I'm trying to use forward_features to get instance keys for cloudml, but I always get errors that I'm not sure how to fix. The preprocessing section that uses tf.Transform is a modification of https://github.com/GoogleCloudPlatform/cloudml-samples/tree/master/reddit_tft where the instance key is a string and everything else is a bunch of floats.
def gzip_reader_fn():
return tf.TFRecordReader(options=tf.python_io.TFRecordOptions(
compression_type=tf.python_io.TFRecordCompressionType.GZIP))
def get_transformed_reader_input_fn(transformed_metadata,
transformed_data_paths,
batch_size,
mode):
"""Wrap the get input features function to provide the runtime arguments."""
return input_fn_maker.build_training_input_fn(
metadata=transformed_metadata,
file_pattern=(
transformed_data_paths[0] if len(transformed_data_paths) == 1
else transformed_data_paths),
training_batch_size=batch_size,
label_keys=[],
#feature_keys=FEATURE_COLUMNS,
#key_feature_name='example_id',
reader=gzip_reader_fn,
reader_num_threads=4,
queue_capacity=batch_size * 2,
randomize_input=(mode != tf.contrib.learn.ModeKeys.EVAL),
num_epochs=(1 if mode == tf.contrib.learn.ModeKeys.EVAL else None))

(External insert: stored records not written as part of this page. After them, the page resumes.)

PR #154, opened 2026-09-11
feat(vector_store)!: replace ChromaDB with Milvus Lite

jakub-walaszczyk:
Remove the ChromaDB backend entirely (its `chromadb` dependency carried a large vulnerability surface) and adopt Milvus Lite as the local, zero-server vector store. Milvus Lite is the embedded mode of the existing Milvus backend, so it reuses `MilvusVectorStore` and supports hybrid (dense + BM25) search that Chroma never had.

- Split the Milvus config in two, both served by `MilvusVectorStore`:
  - `MilvusConfig` (provider "milvus") is now remote-server-only and validates that `uri` is an `http(s)://` URL, so a mistyped `MILVUS_URI` fails loudly instead of silently spinning up a throwaway local database in production.
  - `MilvusLiteConfig` (provider "milvus_lite") is the explicit embedded engine, configured by a local `db_path` (env `MILVUS_LITE_DB_PATH`).
- Add `temporary_milvus_lite_store`, a throwaway-store context manager (temp dir + auto cleanup) now backing model pre-selection and judge calibration, which previously relied on ephemeral in-memory Chroma.
- Remove all Chroma vector-only special-casing: hybrid search and the full hybrid search space now apply to every backend; `vector_store_type` is validated against "milvus", "milvus_lite", and "pgvector".
- Swap the dependency `chromadb` -> `pymilvus[milvus-lite]` and delete the now-obsolete `ensure_sqlite3` ChromaDB compatibility shim.
- Update tests (real embedded Milvus Lite in the unit tier, plus integration and functional concurrent-query tests) and all documentation accordingly.

BREAKING CHANGE: `ChromaConfig`, `ChromaVectorStore`, and the "chroma" vector store provider are removed, along with the `chromadb` dependency. `MilvusConfig` no longer accepts a local file path as its `uri` (it must be an `http(s)://` server URL); use `MilvusLiteConfig(db_path=...)` for an embedded local database.

Assisted-by: Claude Code

Relates to: https://github.com/IBM/ai4rag/issues/153
Resolves:
- CVE-2026-45831
- CVE-2026-45830
- CVE-2026-45833

## Description
Brief summary of changes

## Motivation
Why is this change needed?

## Changes
- Another change

## Testing
How did you test this?

## Checklist
- [ ] Tests added/updated
- [ ] Documentation updated
- [ ] All checks passing


Mateusz-Switala (approved):
/lgtm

estimator = KMeansClustering(num_clusters=8,
initial_clusters=KMeansClustering.KMEANS_PLUS_PLUS_INIT,
kmeans_plus_plus_num_retries=32,
relative_tolerance=0.0001)
estimator = tf.contrib.estimator.forward_features(
estimator,
'example_id')
train_input_fn = get_transformed_reader_input_fn(
transformed_metadata, args.train_data_paths, args.batch_size,
tf.contrib.learn.ModeKeys.TRAIN)
estimator.train(input_fn=train_input_fn)
If I were to pass in the keys column along side the training features, then I get the error Tensors in list passed to 'values' of 'ConcatV2' Op have types [float32, float32, string, float32, float32, float32, float32, float32, float32, f
loat32, float32, float32, float32, float32, float32, float32, float32, float32, float32, float32, float32, float32, float32, float32] that don't all match.

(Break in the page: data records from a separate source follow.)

PR #1211, opened 2025-04-25
Do not retrieve components from Jira when using an alternate Jira project and not generating documentation

jafarre-bi:
When using an alternate Jira project, component retrieval may fail. However, we don't need to retrieve the components if we aren't generating documentation.


jafarre-bi:
Added a change to ignore WIP doc chapters when not generating documentation

hrcornejo (approved):

PR #1262, opened 2026-02-25
#1260 Improves/fixes Trivy Stage

renedupont:
Closes #1260
 
 **Notable Changes:**
- Enables to use trivy's severity threshold with exit-code option while showing correct bitbucket code insight symbol and keeping report as requested in issue #1260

However, if I were to not pass in the instance keys during training, then I get the value error saying that the key doesn't exist in the features. Also, if I were to change the key column name in the forward_features section from 'example_id' to some random name that isn't a column, then I still get the former error instead of the latter. Can anyone help me make sense of this?